(Entries taken from a collection)
PR #90, opened 2015-06-24
Hotfixes

kferris10:
I was trying to figure out why the plot in the tutorial with a log transformed y-axis weren't working, but I found a different problem instead.  If there was only one grid line being drawn, I had to coerce the object to an array.  (See the inline comment)

I also took this as an opportunity to clean up the background, grid lines, and borders by nesting them in g elements and to switch to data-binds to draw the grid lines instead of forEach loops.

### DIFF
--- a/inst/htmljs/animint.js
+++ b/inst/htmljs/animint.js
@@ -531,50 +531,64 @@ var animint = function (to_select, json_file) {
           });
       }
       
-      // function to draw the grid lines when supplied with one of the elements
+      // function to draw major/minor grid lines 
       var grid_line = function(grid_background, grid_class) {
+        // if grid lines are defined
         if(Object.keys(grid_background).length > 1) {
           var col = grid_background.colour;
           var lt = grid_background.linetype;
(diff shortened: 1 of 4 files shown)


inst/htmljs/animint.js
```diff
@@ -543,56 +531,87 @@ var animint = function (to_select, json_file) {
...
-                .style("stroke", col)
-                .style("stroke-linecap", cap)
-                .style("stroke-width", size)
-                .style("stroke-dasharray", function() {
-                  return linetypesize2dasharray(lt, size);
-                });
-            }
-            grid_background.loc.y.forEach(draw_hor_line);
+            // coercing y lines to array if necessary
+            if(typeof grid_background.loc.y == "number") grid_background.loc.y = [grid_background.loc.y];
```
kferris10: If it's a number, coerce it to an array.  If somebody knows of a better way to do this, let me know.

cpsievert:
Nice work, +1.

> [WHAT IS BEING ASKED]: Whenever the word "function" appears in a line above, copy that line.

> [OUTPUT FOR THIS TASK]:
@@ -531,50 +531,64 @@ var animint = function (to_select, json_file) {
-      // function to draw the grid lines when supplied with one of the elements
+      // function to draw major/minor grid lines 
       var grid_line = function(grid_background, grid_class) {
@@ -543,56 +531,87 @@ var animint = function (to_select, json_file) {
-                .style("stroke-dasharray", function() {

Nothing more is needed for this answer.